How to complete this task: All of the data is to be copied word for word.

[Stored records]
PR #20197, opened 2024-08-05
Fix unremovable shoes turning into rocket boots with an air tank

### LINKED ISSUE #20196: Cursed Cluwne shoes can be removed an air tank
### Labels

[BUG][MINOR]

### Description

You can remove cluwne shoes you put on willingly by turning them into rocket boots with an airtank

### Steps to reproduce

Put on Cluwne shoes willingly.
Get an air tank and combine it with the equipped cluwne shoes.
The cluwne shoes disapear and become Rocket shoes. 
You are now shoe free

### Expected Behavior

The cluwne shoes not being disapearing and becoming rocket shoes, as they are cursed and should not be taken off so easily

Reported by: cyferr
Client version: 515.1642
Active test merges: nothing
Round log date: 2024-08-05-17-10
Reported on: 2024-08-05 18:06:43
Round ID: 185101
Map: COGMAP

pgmzeta:
[bug][game objects]
## About the PR 
Check to see if the cursed clown shoes are being worn and return early before attempting to use an airtank on them.

## Why's this needed? 
Fixes #20196

### DIFF
--- a/code/obj/item/clothing/gimmick.dm
+++ b/code/obj/item/clothing/gimmick.dm
@@ -460,6 +460,14 @@ TYPEINFO(/obj/item/clothing/under/gimmick/fake_waldo)
 	step_lots = 1
 	step_priority = 999
 
+	attackby(obj/item/W, mob/user)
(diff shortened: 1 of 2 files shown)


TobleroneSwordfish (changes requested):
A better solution would just be to check if the shoes aren't removable in the shoes assembly code rather than duplicating a bunch of checks down here.

Tarmunora (approved):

Result for this exercise:
PR #20197, opened 2024-08-05
Fix unremovable shoes turning into rocket boots with an air tank

### LINKED ISSUE #20196: Cursed Cluwne shoes can be removed an air tank
### Labels

[BUG][MINOR]

### Description

You can remove cluwne shoes you put on willingly by turning them into rocket boots with an airtank

### Steps to reproduce

Put on Cluwne shoes willingly.
Get an air tank and combine it with the equipped cluwne shoes.
The cluwne shoes disapear and become Rocket shoes. 
You are now shoe free

### Expected Behavior

The cluwne shoes not being disapearing and becoming rocket shoes, as they are cursed and should not be taken off so easily

Reported by: cyferr
Client version: 515.1642
Active test merges: nothing
Round log date: 2024-08-05-17-10
Reported on: 2024-08-05 18:06:43
Round ID: 185101
Map: COGMAP

pgmzeta:
[bug][game objects]
## About the PR 
Check to see if the cursed clown shoes are being worn and return early before attempting to use an airtank on them.

## Why's this needed? 
Fixes #20196

### DIFF
--- a/code/obj/item/clothing/gimmick.dm
+++ b/code/obj/item/clothing/gimmick.dm
@@ -460,6 +460,14 @@ TYPEINFO(/obj/item/clothing/under/gimmick/fake_waldo)
 	step_lots = 1
 	step_priority = 999
 
+	attackby(obj/item/W, mob/user)
(diff shortened: 1 of 2 files shown)


TobleroneSwordfish (changes requested):
A better solution would just be to check if the shoes aren't removable in the shoes assembly code rather than duplicating a bunch of checks down here.

Tarmunora (approved):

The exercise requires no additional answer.